[Input data Boundary: Start]

PR #1824, opened 2022-01-26
docs(workbench): improve documentation format of Workbench

massao:


massao:
@contentful/team-bauhaus Should we add any examples??
I didn't add, because I remember that we didn't want to encourage the usage of this component. 🤔

gui-santos (approved):
You're right, we don't need examples maybe

We can add later if we decide to do it

thebesson (approved):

[Input data Boundary: End]

Your answer should consist of copies of the lines above that include the string "examples".

Output for this exercise:
@contentful/team-bauhaus Should we add any examples??
You're right, we don't need examples maybe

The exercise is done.